En la última parte de la novela solo quedan Antolín, Titil-Ic, el hijo de ambos, y Lorenzo Ladrada. Ellos se escapan de la tribu de Güinaquil y prosiguen la búsqueda del sitio donde se juntan los océanos, razón de ser, según el texto, de su «locura andante» (183). Antolín, quien había bautizado a su hijo como cristiano, ve en él la extensión natural de las ambiciones que lo llevan a la aventura. Se propone que sea doctor de Salamanca y que tenga, como sus padres, título de marqués. Este personaje de sentimientos sencillos y sanos, deseoso de que su familia mestiza se beneficie de los honores que a él le conceda España, representa el rostro humano, imperfecto pero no destructivo, de la Conquista. El futuro que ambiciona le será negado, ya que muere en el camino, víctima de enfermedad y de exceso de desconfianza, por no creer en las buenas intenciones de Lorenzo. Este había prometido traer oro y plata de las minas del amo asesinado y regalárselos a Antolín para su hijo, pero Antolín no lo espera y Lorenzo lo encontrará en el camino, ya muerto. Solo, con el oro y la plata, buscará inútilmente a Titil-Ic y el niño. Ella había huido porque, como dice el texto, «formaba parte de aquella naturaleza de seres animados que escapaban a la luz del blanco que todo lo convierte en ceniza»(198). Los indígenas la habían rescatado con su hijo a su propia raza. Lorenzo, «inmensamente solo en aquel mundo de golosina» (208) que lo rechazaba, busca la inmensa soledad del océano. Solo ahora se inicia su verdadero peregrinaje por la tierra conquistada. Ya no busca riquezas, ni sus pasos están dirigidos por el materialismo del Maladrón. Busca poblar el espacio desolado de su existencia, quiere una familia. El mundo indígena había sido derrotado por los españoles, y estos habían sido rechazados por la naturaleza y por sus pobladores aborígenes, pero ambos mundos se habían encontrado y contaminado mutuamente. Los impulsos que mueven a Antolín, y a Lorenzo al final de la novela, anuncian que ha comenzado ya la etapa del mestizaje en América.

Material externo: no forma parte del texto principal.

PR #777, opened 2017-08-17
retry policy in atomic reactor

rcerven:


atomic_reactor/core.py
```diff
@@ -236,7 +240,36 @@ def __init__(self, base_url=None, timeout=120, **kwargs):
         except AttributeError:
             # docker-py 1.x
             self.d = docker.Client(**client_kwargs)
-
+        self.retry_times = retry_times
```
twaugh: Do we want to enforce a minimum of 1 here?

atomic_reactor/core.py
```diff
@@ -236,7 +240,36 @@ def __init__(self, base_url=None, timeout=120, **kwargs):
...
+        self.retry_delay = DOCKER_BACKOFF_FACTOR
+        self.retry_client_statuses = DOCKER_CLIENT_STATUS_RETRY
+
+
+    def retry(function):
```
twaugh: Is this a static method? Confused by the signature not including 'self', but the function body using it.

atomic_reactor/core.py
```diff
@@ -301,6 +334,7 @@ def build_image_from_git(self, url, image, git_path=None, git_commit=None,
         logger.info("build finished")
         return response
 
+    @retry
```
twaugh: This method uses two Docker API calls, so if the second one (start the container) fails the first one (create the container) will be executed again. I think we probably want to retry at the API call level, i.e. a retry class wrapping docker.APIClient, rather than at the level of methods of DockerTasker.

atomic_reactor/core.py
```diff
@@ -579,6 +623,7 @@ def remove_container(self, container_id, force=False):
         logger.debug("container_id = '%s'", container_id)
         self.d.remove_container(container_id, force=force)  # returns None
 
+    @retry
     def logs(self, container_id, stderr=True, stream=True):
```
twaugh: This one's interesting, because it's a generator function. Calling the function will always succeed and return a generator; it's when iterating through it that API calls may fail. I don't think wrapping this generator function by `retry` will have any effect.

atomic_reactor/util.py
```diff
@@ -953,3 +953,25 @@ class LabelFormatter(string.Formatter):
     """
     def get_field(self, field_name, args, kwargs):
         return (self.get_value(field_name, args, kwargs), field_name)
+
+
+def do_retries(method, url, client_statuses=HTTP_CLIENT_STATUS_RETRY,
```
twaugh: Why not use the built-in support for retries provided by `requests`?
https://github.com/projectatomic/osbs-client/blob/master/osbs/http.py#L99-L107

atomic_reactor/plugins/pre_check_and_set_rebuild.py
```diff
@@ -94,15 +98,17 @@ def run(self):
...
-                if ex.status_code == 409:
-                    # Someone else was modifying the build
-                    # configuration at the same time. Try again.
-                    self.log.debug("got status %d, retrying", ex.status_code)
+
+            for counter in xrange(times):
+                if counter > 0:
+                    sleep(delay)
+                try:
                     osbs.set_labels_on_build_config(buildconfig, labels)
```
twaugh: This already performs retries for 409 conflict: https://github.com/projectatomic/osbs-client/blob/master/osbs/core.py#L688

rcerven: 409 isn't included in osbs-client retries
https://github.com/projectatomic/osbs-client/blob/master/osbs/constants.py#L84

tests/plugins/test_check_and_set_rebuild.py
```diff
@@ -144,7 +145,6 @@ def test_409_response(self, monkeypatch):
 
         (flexmock(OSBS)
             .should_receive('set_labels_on_build_config')
-            .twice()
```
vrutkovs: This should be replaced with according `.times(<n>)` instruction

tests/plugins/test_add_yum_repo_by_url.py
```diff
@@ -34,7 +34,7 @@ class X(object):
 def prepare():
     if MOCK:
         mock_docker()
-    tasker = DockerTasker()
+    tasker = DockerTasker(retry_times=1)
```
vrutkovs: A cleaner way of doing this is putting:
```
fake_docker_tasker = DockerTasker(retry_times=1)
flexmock(DockerTasker).new_instances = fake_docker_tasker
```
in `mock_docker`, as we might want to test the actual docker here with long retries

tests/plugins/test_delete_from_registry.py
```diff
@@ -109,11 +121,11 @@ def test_delete_from_registry_plugin(saved_digests, req_registries, tmpdir):
...
             auth_type = requests.auth.HTTPBasicAuth if req_registries[reg] else None
-            (flexmock(requests)
-                .should_receive('delete')
-                .with_args(url, verify=bool, auth=auth_type)
+            (flexmock(requests.Session)
+                .should_receive('request')
+                .with_args('delete', url, verify=bool, auth=auth_type)
                 .once()
-                .and_return(flexmock(status_code=202)))
+                .and_return(flexmock(status_code=202, raise_for_status=lambda: None)))
```
vrutkovs: Why is `raise_for_status` being replaced?

tests/test_util.py
```diff
@@ -408,6 +408,16 @@ def test_get_manifest_digests_missing(tmpdir, has_content_type_header, has_conte
 
     url = 'https://example.com/v2/spam/manifests/latest'
 
+    def custom_retries(*args, **kwargs):
```
vrutkovs: Does this functions makes retries skip the function at all? Why is it needed here?

atomic_reactor/core.py
```diff
@@ -211,8 +213,54 @@ def build_image_privileged_container(self, build_image, json_args_path):
...
 
+def retry(function, *args, **kwargs):
+    retry_times = kwargs.pop('retry', None)
+    retry_delay = DOCKER_BACKOFF_FACTOR
+    retry_client_statuses = DOCKER_CLIENT_STATUS_RETRY
+
+    final_excep = None
+
+    for counter in range(retry_times):
+        if counter > 0:
```
vrutkovs: >it makes more sense to do sleep here Before executing function if I'd place it to 'except' that would mean sleep after last try as well

sounds good to me

atomic_reactor/plugins/pre_check_and_set_rebuild.py
```diff
@@ -94,15 +93,6 @@ def run(self):
                                       namespace=metadata.get('namespace', None))
             osbs = OSBS(osbs_conf, osbs_conf)
             labels = {self.label_key: self.label_value}
-            try:
```
rcerven: I was thinking the same, but Tim pointed out, that it actually does, search for 'retry_on_conflict'

twaugh: It does. See `retry_on_conflict`.

vrutkovs: Ah, fair enough

tests/plugins/test_check_and_set_rebuild.py
rcerven: well it should be now once()

vrutkovs: Its not being implied by default, it has to be stated explicitely

tests/plugins/test_delete_from_registry.py
rcerven: not needed when using Session

tests/test_util.py
rcerven: this is to set retries to 0, because if I don't do this, default retry values from constants will be used

tests/plugins/test_check_and_set_rebuild.py
rcerven: yes I've already added once :)

atomic_reactor/core.py
```diff
@@ -211,8 +213,54 @@ def build_image_privileged_container(self, build_image, json_args_path):
...
+            sleep(retry_delay)
```
rcerven: changed

atomic_reactor/util.py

En esta visión indohispánica de la historia, Asturias recrea los dos mundos enfrentados a través de la reelaboración lingüística, tanto de la expresión indígena como del idioma castellano del siglo XVI. El lenguaje de los españoles recorre los distintos niveles del habla, desde la expresión culta hasta las formas más vulgares. Mediante un lenguaje expresivo de la picardía y el genio popular, la novela da voz a españoles que representan a la masa de aventureros sin títulos ni privilegios, y no a los altos jefes de la Conquista. Creo que de este modo Asturias humaniza la figura del conquistador, mostrándolo tanto en su codicia y criminalidad como en sus aspiraciones, legítimas para la época, y en sus necesidades y afectos simplemente humanos. Esto restituye vida y profundidad a los personajes, al tiempo que enriquece la imagen del pasado.

Bibliografía

  • Asturias, Miguel Ángel, Maladrón (Epopeya de los Andes Verdes), Buenos Aires, Losada, 1969.
  • Bellini, Giuseppe, «El laberinto mágico de Miguel Ángel Asturias», Papeles de Son Armadans, tomo 62, núms. 185-186, 1971.
  • Durand, José, La transformación social del conquistador, 2 vols., México, Porrúa y Obregón, 1953.
  • Hernández Sánchez-Barba, Mario, Historia universal de América, Madrid, Ediciones Guadarrama, 1963, vol. I, pp. 250-270.